The recently developed Welfare Quality® Assessment Protocol for poultry (WQ protocol) is suitable to assess on-farm AW (Welfare Quality®, 2009). The WQ protocol allows for incorporating the specific welfare measures into an overall welfare score for the production system. Hence, it provides a standardized assessment method to compare the impact of different AW systems on the overall level of farm AW. However, in the scale of AW, there are no meaningful (i.e., completely non-arbitrary) zero value and a golden standard, hence it is difficult to interpret absolute welfare scores. An alternative way to evaluate the level of AW in different AW systems is by analyzing the relative differences, i.e., change in the level of AW compared to a baseline (e.g. AW score of the conventional system). In this way, the somewhat arbitrary nature of welfare measurements is partly overcome due to the fact that it is present in all the measurements across all the AW systems.
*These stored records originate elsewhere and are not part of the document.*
Issue #7772, opened 2026-02-02
Inconsistent module syntax in tutorial (ESM `import` vs. CommonJS `require`)


Brennvo:
In the "Getting Started" tutorial section, [`webpack.config.js` is initialized using ESM syntax](https://webpack.js.org/guides/getting-started/#using-a-configuration):

> **`webpack.config.js`**
>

Due to the fact that the assessment is primarily based on animal-based measures, the exact contribution of specific systems on overall AW cannot be directly quantified by examining only the attributes of the production system in terms of housing and management. In contrast, when farmers decide on the production systems they usually look at the production system in terms of system attributes, i.e., housing and management. Farmers evaluate how these system attributes contribute to their objectives in terms of AW, but also in terms of several other issues that dominate the public debate on intensive farming, such as environmental emissions and human health risks (Kerkhof et al., 2009). Hence, farmers require information on how these attributes, individually and as a system, contribute to these issues.

In the light of the foregoing discussion, the aim of this paper was to analyze the contribution of different production systems to overall AW and the cost-efficiency of increased AW at the farm level, thereby supporting farmers' decision making regarding their choice of production system.